Group exhibitions include Fauvette Loureiro Memorial Artists Travel Scholarship, Sydney College of the Arts, the University of Sydney (2016); Mnemonic Mirror, curated by Gary Carsley and Kylie Banyard, UTS Gallery and Griffith University Art Gallery, (2016); Primavera 2014: Young Australian Artists, curated by Mikala Dwyer, at the Museum of Contemporary Art Australia (2014); National Self-Portrait Prize, curated by Michael Desmond at UQ Art Museum, Brisbane; Mind the Gap, Casula Powerhouse Arts Centre, Sydney (2014); Sideshow, curated by Isobel Parker Phillip at UTS Gallery, The University of Technology Sydney, Sydney (2014), Face Off curated by Hunt at St Projects, Sydney (2013), Brown Matter at the Institute of Contemporary Art Newtown, Sydney (2013), EVOLUTION at 55 Sydenham Rd, Sydney (2013), Feminage – the logic of feminist collage curated by Jo Holder at Cross Art Projects, Sydney (2012), Underseeboot at the Phillip Geist Project Space, Berlin (2009), OBLIVION PAVILION curated by Amanda Rowell at Gertrude Contemporary Art Spaces Melbourne and Roslyn Oxley9 Gallery, Sydney (2008).

Her work is in the collections of Artbank and the Cruthers Collection of Women’s Art at the University of Western Australia, and Manly Art Gallery & Museum.

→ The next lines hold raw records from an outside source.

PR #3920, opened 2021-04-03
remove unnecessary black border above and below video in player

violoncelloCH:
## Description
This removes the unnecessary black border/space above and below the video in normal player mode (if browser window is wide). It's achieved by further precising the aspect ratio 16/9 which is not just 1.7, but ~1.777777778. Therefore the video control take a little less vertical space and a 16/9 video fits perfectly into the same space. (see Screenshots below)

## Related issues
none AFAIK

## Has this been tested?

visual difference can be seen on Screenshots below

## Screenshots

| before | after |
| --- | --- |
| image | image |

### DIFF
--- a/client/src/app/+videos/+video-watch/video-watch.component.scss
+++ b/client/src/app/+videos/+video-watch/video-watch.component.scss
@@ -3,7 +3,7 @@
 @import '_bootstrap-variables';
 @import '_miniature';
 
-$player-factor: 1.7; // 16/9
+$player-factor: #{16/9};
 $video-info-margin-left: 44px;
 
 @function getPlayerHeight($width){


violoncelloCH:
ci failure seems unrelated (docker pull error - probably a temporary network issue)

client/src/app/+videos/+video-watch/video-watch.component.scss
```diff
@@ -3,7 +3,7 @@
 @import '_bootstrap-variables';
 @import '_miniature';
 
-$player-factor: 1.7; // 16/9
+$player-factor: 1.7777; // 16/9
```
rigelk, line 6:
```suggestion
$player-factor: #{16/9}
```

rigelk (changes requested):
SASS allows expression evaluation and interpolation ; maybe use it instead?

client/src/app/+videos/+video-watch/video-watch.component.scss
violoncelloCH: ohh, of course... I'm not used to scss and didn't know that was possible... thank you!

Chocobozzz:
Nice! Thanks @violoncelloCH

violoncelloCH:
Thanks for merging!

PR #579, opened 2021-11-03
In LogRecord the extra field is optional

woutervb:
LogRecord fields don't always have the extra field set, to always
referring to is causes Attribute exceptions

### DIFF
--- a/requirements.tests.txt
+++ b/requirements.tests.txt
@@ -19,7 +19,8 @@ eventlet==0.30.2  # pyup: <0.30.3
 gevent==20.9.0
 # the bottom pin is for limbo test runs, as latest version doesn't work with
 # newer celery versions
-redis>=2.10.6,<=3.2.1
+redis>=3.4.1;python_version > "3.5"
+redis>=2.10.6,<=3.2.1;python_version <= "3.5"
 SQLAlchemy==1.3.13
 # newer versions of celery pin vine versions, however
 # older versions don't. This pin is for limbo test runs for
--- a/requirements.tests.txt
+++ b/requirements.tests.txt
@@ -19,8 +19,7 @@ eventlet==0.30.2  # pyup: <0.30.3
 gevent==20.9.0
 # the bottom pin is for limbo test runs, as latest version doesn't work with
 # newer celery versions
-redis>=3.4.1;python_version > "3.5"
-redis>=2.10.6,<=3.2.1;python_version <= "3.5"
+redis>=2.10.6
 SQLAlchemy==1.3.13
 # newer versions of celery pin vine versions, however
 # older versions don't. This pin is for limbo test runs for
--- a/setup.py
+++ b/setup.py
@@ -147,6 +147,7 @@ setup(
         celery=[
             'celery>=3.1.25.0,<4.4.7;python_version<="3.5"',
             'celery>=4,<5.3;python_version>"3.5"',
+            'kombu<5.2.0',
         ],
         dev=[
             'logging_tree>=1.7',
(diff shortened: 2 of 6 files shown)


setup.py
```diff
@@ -147,6 +147,7 @@
         celery=[
             'celery>=3.1.25.0,<4.4.7;python_version<="3.5"',
             'celery>=4,<5.3;python_version>"3.5"',
+            'kombu<5.2.0',
```
suligap, line 150: It looks like kombu<6 are compatible with celery 5.1.2: https://github.com/celery/celery/blob/v5.1.2/requirements/default.txt#L3

And it also looks like the errors were coming from the `redis` client. Did you try bumping the `redis` package version in requirements.tests.txt instead?

woutervb: Determined the minimum version of redis that supports the username parameter and added that to the `requirements.test.txt` file

requirements.tests.txt
```diff
@@ -19,7 +19,8 @@ eventlet==0.30.2  # pyup: <0.30.3
 gevent==20.9.0
 # the bottom pin is for limbo test runs, as latest version doesn't work with
 # newer celery versions
-redis>=2.10.6,<=3.2.1
+redis>=3.4.1;python_version > "3.5"
+redis>=2.10.6,<=3.2.1;python_version <= "3.5"
```
suligap, line 23: It looks like we could be good with replacing both of the above with:
```
redis>=2.10.6
```
py35 passes with the latest `redis` version.

And the comment above could be updated as well I suppose?

talisker/testing.py
```diff
@@ -131,7 +131,7 @@ def cmp(a, b):
                 return False
 
         if all(cmp(getattr(record, k, _s), v) for k, v in kwargs.items()):
-            if extra:
+            if extra and hasattr(record, 'extra'):
```
suligap, line 134: It'd be nice to add a regression test for this. Like

```python
def test_log_record_list_no_extra():
    makeRecord = logging.Logger('test').makeRecord

    def record(name, level, msg, extra=None):
        return makeRecord(name, level, 'fn', 123, msg, None, None)

    r1 = record('root.log1', logging.WARNING, 'foo')
    r2 = record('root.log2', logging.INFO, 'foo bar')
    records = testing.LogRecordList()
    records.extend([r1, r2])

    assert records.filter(name='root.log1') == [r1]
    assert records.filter(msg='foo') == [r1, r2]
    assert records.filter(level=logging.WARNING) == [r1]
    assert records.filter(extra={'a': 1}) == []
```

in tests/test_testing.py.

And this test fails the last assertion because the fix above results in `filter(extra=...)` matching all records that do not have `.extra`. So I think we should return False here if `extra` is passed in `filter()` but the record doesn't have `.extra`. What do you think?

suligap (changes requested):

requirements.tests.txt
woutervb: Yes, but the test for minimal version won`t as there an older version of kombu is allowed, so this change is not an options without bumping minimal requirements

tests/test_logging.py
```diff
@@ -142,6 +143,23 @@ def test_make_record_all_extra():
     assert record._structured == {'a': 1, 'b': 2, 'c': 3}
 
 
+def test_log_record_list_no_extra():
```
suligap, line 146: This test should be moved to test_testing.py.

suligap (approved):
Thanks for the updates. Approving conditionally on the test case move to test_testing.py.

PR #586, opened 2022-08-25
Fix the test prometheus counter

woutervb:
When referring to the test_counter, removing the reference to the
registry ensures that it works both with single or multiple workers.

### DIFF
--- a/talisker/endpoints.py
+++ b/talisker/endpoints.py
@@ -108,8 +108,8 @@ def test_counter():
     # Also, isolate in its own registry. Multiprocess mode doesn't really use
     # registries, but it helps keep things separated, which is useful in
     # testing.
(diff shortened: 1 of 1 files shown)


talisker/endpoints.py
```diff
@@ -108,8 +108,8 @@ def test_counter():
     # Also, isolate in its own registry. Multiprocess mode doesn't really use
     # registries, but it helps keep things separated, which is useful in
```
maxiberta, line 109: I think this comment is obsolete and can be dropped now?

maxiberta: Anyway, tested locally and it works. Thanks!

maxiberta (approved):
LGTM (maybe drop/update that comment)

Between 2006 and 2009, Hunt produced a collaborative satirical journal with fellow artist, Raquel Welch (Caballero) called DUKE Magazine. Five issues of DUKE were published (2000 copies each). It employed absurdist visual and written material and abused 1970s and 1980s kitsch sources. DUKE was a spoof on traditional and current magazines. It made a significant cultural impact in Sydney during the years of its activity. In 2015, Hunt and Welch launched Big Ego Books, an online book repository for hard-to-find and unusual vintage titles specialising in art, photography, counterculture and erotic publications. Big Ego Books operates online and also from a physical store located in Sydney’s King Cross Car Park.